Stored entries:
%%
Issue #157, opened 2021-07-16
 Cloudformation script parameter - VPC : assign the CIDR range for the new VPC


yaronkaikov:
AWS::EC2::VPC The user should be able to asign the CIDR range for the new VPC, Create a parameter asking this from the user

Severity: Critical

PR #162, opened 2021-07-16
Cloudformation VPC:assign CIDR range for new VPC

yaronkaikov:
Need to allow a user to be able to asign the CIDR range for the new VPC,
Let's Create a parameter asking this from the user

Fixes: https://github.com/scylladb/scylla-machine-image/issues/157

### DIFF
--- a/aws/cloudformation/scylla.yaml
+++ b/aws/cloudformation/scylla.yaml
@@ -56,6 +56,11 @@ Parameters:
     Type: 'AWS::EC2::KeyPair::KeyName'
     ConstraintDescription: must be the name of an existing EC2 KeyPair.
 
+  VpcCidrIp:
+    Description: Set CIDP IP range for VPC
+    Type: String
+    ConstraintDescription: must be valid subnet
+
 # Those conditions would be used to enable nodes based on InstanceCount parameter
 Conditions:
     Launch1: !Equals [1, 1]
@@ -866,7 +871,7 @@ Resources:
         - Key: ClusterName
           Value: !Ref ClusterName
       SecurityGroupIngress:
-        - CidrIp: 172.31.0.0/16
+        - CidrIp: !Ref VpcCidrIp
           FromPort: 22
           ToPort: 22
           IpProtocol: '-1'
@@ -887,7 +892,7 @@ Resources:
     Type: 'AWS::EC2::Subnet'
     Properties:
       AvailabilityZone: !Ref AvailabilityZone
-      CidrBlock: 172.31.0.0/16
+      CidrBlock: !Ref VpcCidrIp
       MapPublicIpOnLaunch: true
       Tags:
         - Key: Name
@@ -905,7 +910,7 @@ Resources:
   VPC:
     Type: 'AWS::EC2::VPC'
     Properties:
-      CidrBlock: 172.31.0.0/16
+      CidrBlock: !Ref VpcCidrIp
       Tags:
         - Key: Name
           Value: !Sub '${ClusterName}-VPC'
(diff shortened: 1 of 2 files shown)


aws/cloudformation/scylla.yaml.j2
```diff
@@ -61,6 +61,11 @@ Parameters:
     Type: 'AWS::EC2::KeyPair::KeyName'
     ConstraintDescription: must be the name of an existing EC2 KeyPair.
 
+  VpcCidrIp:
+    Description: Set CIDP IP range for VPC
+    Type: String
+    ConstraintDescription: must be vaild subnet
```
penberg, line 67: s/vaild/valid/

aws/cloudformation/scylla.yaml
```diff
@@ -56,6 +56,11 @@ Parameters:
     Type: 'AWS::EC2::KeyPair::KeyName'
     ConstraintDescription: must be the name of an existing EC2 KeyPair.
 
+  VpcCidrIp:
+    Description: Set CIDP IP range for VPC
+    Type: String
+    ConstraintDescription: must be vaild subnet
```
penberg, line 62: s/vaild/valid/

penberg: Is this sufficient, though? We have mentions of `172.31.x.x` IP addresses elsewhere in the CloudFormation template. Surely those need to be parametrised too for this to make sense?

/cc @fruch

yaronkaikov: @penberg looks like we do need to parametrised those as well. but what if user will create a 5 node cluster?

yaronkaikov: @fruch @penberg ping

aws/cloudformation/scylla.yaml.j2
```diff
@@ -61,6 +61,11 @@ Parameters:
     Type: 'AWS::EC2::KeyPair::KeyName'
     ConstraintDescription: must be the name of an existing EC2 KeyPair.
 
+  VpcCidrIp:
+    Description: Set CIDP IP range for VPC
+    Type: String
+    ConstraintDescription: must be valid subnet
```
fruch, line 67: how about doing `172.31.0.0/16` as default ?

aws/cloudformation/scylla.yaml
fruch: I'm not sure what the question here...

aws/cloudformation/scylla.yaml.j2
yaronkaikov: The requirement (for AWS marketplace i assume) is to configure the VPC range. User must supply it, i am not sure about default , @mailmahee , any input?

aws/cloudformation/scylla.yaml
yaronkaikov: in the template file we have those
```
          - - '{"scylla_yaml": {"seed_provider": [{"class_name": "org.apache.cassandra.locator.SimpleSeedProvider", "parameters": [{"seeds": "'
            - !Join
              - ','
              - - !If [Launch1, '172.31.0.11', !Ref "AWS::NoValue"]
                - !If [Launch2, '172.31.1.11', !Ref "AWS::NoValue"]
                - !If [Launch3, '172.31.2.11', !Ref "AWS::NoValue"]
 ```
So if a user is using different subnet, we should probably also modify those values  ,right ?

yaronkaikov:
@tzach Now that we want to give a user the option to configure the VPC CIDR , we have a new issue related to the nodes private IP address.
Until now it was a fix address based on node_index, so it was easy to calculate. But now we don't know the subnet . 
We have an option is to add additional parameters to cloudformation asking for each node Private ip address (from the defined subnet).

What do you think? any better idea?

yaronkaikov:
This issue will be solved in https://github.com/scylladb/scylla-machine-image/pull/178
%%
Filtering the entries above by the word "valid", copy each line that matches.

+    ConstraintDescription: must be valid subnet
penberg, line 67: s/vaild/valid/
penberg, line 62: s/vaild/valid/
+    ConstraintDescription: must be valid subnet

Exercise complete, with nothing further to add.